Egg shells are a good source of calcium, but if you are still getting blossom end rot you probably need more. I usually as some bone meal in June or July as insurance.

thanks for the tip and the link. I'll need to make a decision as to whether a pressure canner will be worth the investment. I'm assuming there a little more pricey than boiling water canners?

...But commercial canned tomatoes taste like crap. ;) (My mother and I usually have over a dozen tomato plants, so we generally can whole tomatoes, salsa, AND homemade ketchup every year plus freezing.)

Did you know you can freeze tomatoes with minimal prep? Just wipe them off and toss in the freezer. They emerge as wilted red rags with lots of juice floating around, but the "fresh tomato" flavor is wonderful for briefly-simmered soups, sauces, etc. Skinning couldn't be easier, either--just run under warm water, slip the skin, and set aside to finish thawing.

While you're totting up the costs, don't forget to amortize the cost of the jars--you ARE planning on reusing them next year, amirite?--and remember the value-added part: it may cost you a few cents more than Pace, but it's YOURS.

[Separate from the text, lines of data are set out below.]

PR #989, opened 2022-03-27
Additional checks regarding control state in IK

bli76:
- Automatically set state to closed-loop when we tell the arm to move
- Safety check if closed-loop was aborted or other unexpected state is encountered before updating control state

### DIFF
--- a/jetson/ra_kinematics/mrover_arm.cpp
+++ b/jetson/ra_kinematics/mrover_arm.cpp
@@ -179,7 +179,6 @@ void MRoverArm::target_orientation_callback(std::string channel, TargetOrientati
         std::cout << "Received target but not currently waiting for target.\n";
         return;
     }
-    control_state = ControlState::CALCULATING;
 
     std::cout << "Received target!\n";
     std::cout << "Target position: " << msg.x << "\t" << msg.y << "\t" << msg.z << "\n";
@@ -203,9 +202,21 @@ void MRoverArm::target_orientation_callback(std::string channel, TargetOrientati
         // send popup message to GUI
         lcm_.publish("/debug_message", &msg);
 
-        control_state = ControlState::WAITING_FOR_TARGET;
         return;
     }
+
+    if (control_state != ControlState::WAITING_FOR_TARGET) {
+        std::cout << "IK calculations cancelled\n";
+
+        if (control_state != ControlState::OFF) {
+            std::cout << "UNEXPECTED BEHAVIOR: cancelled IK but did not leave closed-loop! Setting state to off.\n";
+            control_state = ControlState::OFF;
+        }
+
+        return;
+    }
+        
+    control_state = ControlState::CALCULATING;
 
     Vector6d point;
     point(0) = (double) msg.x;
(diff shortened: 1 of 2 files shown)


cgiger00 (approved):

cgiger00:
lgtm, cam probably has more input tho

jetson/ra_kinematics/mrover_arm.cpp
```diff
@@ -209,10 +202,22 @@ void MRoverArm::target_orientation_callback(std::string channel, TargetOrientati
...
+    if (control_state != ControlState::WAITING_FOR_TARGET) {
+        std::cout << "IK calculations cancelled\n";
+
+        if (control_state != ControlState::OFF) {
+            std::cout << "UNEXPECTED BEHAVIOR: cancelled IK but did not leave closed-loop! Setting state to off.\n";
+            control_state = ControlState::OFF;
+        }
+
+        return;
+    }
```
CameronTressler, line 217: Any way this could become a function as well?

CameronTressler:
Didn't think of this till now but does it make sense to have OFF and WAITING_FOR_TARGET be different states?

jetson/ra_kinematics/mrover_arm.cpp
```diff
@@ -502,6 +528,10 @@ void MRoverArm::zero_position_callback(std::string channel, Signal msg) {
 }
 
 void MRoverArm::arm_adjust_callback(std::string channel, ArmAdjustments msg) {
+    if (control_state == ControlState::OFF) {
+        set_to_closed_loop();
+    }
+
```
CameronTressler, line 534: Honestly I don't think this is needed, and we can also remove the 4 lines right below this. We're about to call target_orientation, which should do both of these checks for us. If you disagree lmk

bli76:
> Didn't think of this till now but does it make sense to have OFF and WAITING_FOR_TARGET be different states?

Guess not, especially now that we automatically switch to closed-loop if it was off.

CameronTressler:
> > Didn't think of this till now but does it make sense to have OFF and WAITING_FOR_TARGET be different states?
> 
> Guess not, especially now that we automatically switch to closed-loop if it was off.

Okay I guess let’s leave as is for now, I don’t think it’s worth the potential to break something that isn’t broken

CameronTressler:
Did you run 6 joint arm in the sim to test behavior of this since your last changes?

bli76:
> Did you run 6 joint arm in the sim to test behavior of this since your last changes?

Yep, everything seems to work fine including shutting off closed-loop midway.

bli76:
> > > Didn't think of this till now but does it make sense to have OFF and WAITING_FOR_TARGET be different states?
> > 
> > 
> > Guess not, especially now that we automatically switch to closed-loop if it was off.
> 
> Okay I guess let’s leave as is for now, I don’t think it’s worth the potential to break something that isn’t broken

Actually I took another look at the code and I think we need the separate states to know when to update the Closed Loop button on the GUI

CameronTressler:
> > Did you run 6 joint arm in the sim to test behavior of this since your last changes?
> 
> Yep, everything seems to work fine including shutting off closed-loop midway.

Lit

CameronTressler:
> > > Didn't think of this till now but does it make sense to have OFF and WAITING_FOR_TARGET be different states?
> > 
> > 
> > Guess not, especially now that we automatically switch to closed-loop if it was off.
> 
> Actually I took another look at the code and I think we need the separate states to know when to update the Closed Loop button on the GUI

Ah yeah you're right.

Issue #10, opened 2018-03-27
ddmrp_production_equivalent


max3903:
This module will allow you to use equivalent products when creating a manufacturing order.

Odoo will assume that products in the same product category or subcategories are equivalent.

# Configuration

* Go to Manufacturing > Master Data > Products
* Create the following products:

Product | Priority | Product Category | Buffer Level (Netflow)
-- | -- | -- | --
Server | 10 | Servers | red
Part A | 10 | Parts | red
Part B | 20 | Parts/Sub 1 | red
Part C | 30 | Parts/Sub1/Sub2 | green
Part D | 40 | Parts/Sub1/Sub2/Sub3 | green
Part E | 50 | Parts | green
Part F | 20 | Office Supplies | green

* Go to Manufacturing > Master Data > Bill of Materials
* Create a BOM for 1 Server with:

Component | Quantity | Use Equivalences | Non-Equivalent Products
-- | -- | -- | --
Part A | 1 | True | Part C

# Usage

* Go to Manufacturing
* Create a manufacturing order for 15 Servers
* The manufacturing order will be consuming 15 Part D because:
  * Part A buffer is red
  * Part B is equivalent but the buffer is red
  * Part C is excluded
  * Part D has a higher priority than E
  * Part F is in a different product category

LoisRForgeFlow:
related PR is merged.

PR #3, opened 2018-03-09
[WIP] Add ddmrp from Eficent repository

guewen:
* Extract the addon from https://github.com/Eficent/ddmrp
* Migrate ddmrp to version 11.0
* Note: working on https://github.com/Eficent/ddmrp/pull/47 until ready, then I'll update this one for inclusion in OCA

The other addons of the repository will need to be extracted the same way.

Require #2 for the build

PR #11, opened 2018-03-30
[11.0][ADD] ddmrp_production_equivalent module

agyamuta:
This module will allow you to use equivalent products when creating a manufacturing order.

#10 

Depends on:
- [ ] #3


ddmrp_production_equivalent/models/mrp_production.py
```diff
@@ -0,0 +1,45 @@
...
+
+    def _get_product_equivalent(self, bom_line, requested_qty):
+        # get all the other products in the same product category
+        p_obj = self.env['product.product']
+        product_ids = p_obj.search([
+            ('categ_id', 'child_of', bom_line.product_id.categ_id.id)],
+            order='priority asc')
+        # exclude the non-equivalent parts listed in the BOM line
+        product_ids = product_ids - p_obj.browse(
+            [p.id for p in bom_line.nonequivalent_product_ids])
```
guewen, line 18: You shouldn't need to browse nor to iterate to get the ids:

```python
products -= bom_line.nonequivalent_product_ids
```

ddmrp_production_equivalent/models/mrp_production.py
```diff
@@ -0,0 +1,45 @@
...
+from odoo import models
+
+
+class MrpProduction(models.Model):
+    _inherit = 'mrp.production'
+
+    def _get_product_equivalent(self, bom_line, requested_qty):
+        # get all the other products in the same product category
+        p_obj = self.env['product.product']
+        product_ids = p_obj.search([
```
guewen, line 13: please rename `product_ids` to `products`, the variable doesn't contain ids but records

ddmrp_production_equivalent/models/mrp_production.py
```diff
@@ -0,0 +1,45 @@
...
+            ('categ_id', 'child_of', bom_line.product_id.categ_id.id)],
+            order='priority asc')
```
guewen, line 15: Please extract this search in another method so it can be overidden.

`priority asc, id asc` so if you have 2 products with the same priority, you'll always have the same one and not a flip-flop which can be surprising

ddmrp_production_equivalent/models/mrp_production.py
```diff
@@ -0,0 +1,45 @@
...
+                replace_product = False
+            else:
+                replace_product = True
+        elif not bom_line.use_equivalences:
+            replace_product = False
+        else:
+            replace_product = True
+            product_equivalent = self._get_product_equivalent(bom_line,
+                                                              line_data['qty'])
+        if replace_product and product_equivalent:
```
guewen, line 41: `product_equivalent` is defined only when the `else` condition path is taken, the rest of the time, it'll crash.

Seems to me that the following algorithm would make sense according to my understanding:

```python
if not bom_line.use_equivalences:
    return sm
if (bom_line.orderpoint_id.planning_priority_level == '3_green' and
        bom_line.product_id.qty_available > line_data['qty']):
    return sm
product_equivalent = self._get_product_equivalent(bom_line, line_data['qty'])
if product_equivalent:
    sm.write({
        'price_unit': product_equivalent.standard_price,
        'product_id': product_equivalent.id,
    })
return sm
```

ddmrp_production_equivalent/models/mrp_production.py
```diff
@@ -0,0 +1,45 @@
...
+            # update stock move product id and  price unit
+            sm.product_id = product_equivalent.id
+            sm.price_unit = product_equivalent.standard_price
```
guewen, line 44: This is issuing two different `UPDATE` in database which is inefficient. Replace by a call to write

guewen (changes requested):

max3903:
Superseeded by #12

Ketchup, I've never tried that, how do you thicken it? Do you just boil out some of the water, or is there a trick?

You have to boil the hell out of it--like 8-12 hours depending on the juiciness of your tomatoes.

I use a slowcooker and just stir it every once in a while as I pass by. The flavor difference from boughten is incredible, though. (This year I'm plotting to save up some yellow tomatoes and make a yellow ketchup.)

all excellent points! I think if I had a higher yield, there'd be no doubt about the value. But if five jars is all I get (and I'm eating one as I type - finished 3/4 of it in one sitting! it is THE YUM), then maybe I would have been better off just preserving the tomatoes alone. *shrug*

Question, though - when I popped the top off of this jar of salsa, it seemed way too easy. My jars from last year needed a little wrist action. Should I be worried about the other jars?

Not if they are indeed sealed.

Keep an eye on them and if they unseal themselves, take immediate action.